PR #2087, opened 2024-02-02
Convert docs components to native classes

SanderKnauff:
This resolves a number of linting warnings in the docs app.
It is primarily focused on fixing the `ember/no-classic-classes` lint rule.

→ **DESCRIPTION OF THE TASK**: Locate the word "docs" in the entries, and copy every line where it is found.

→ **TASK RESPONSE**:
Convert docs components to native classes
This resolves a number of linting warnings in the docs app.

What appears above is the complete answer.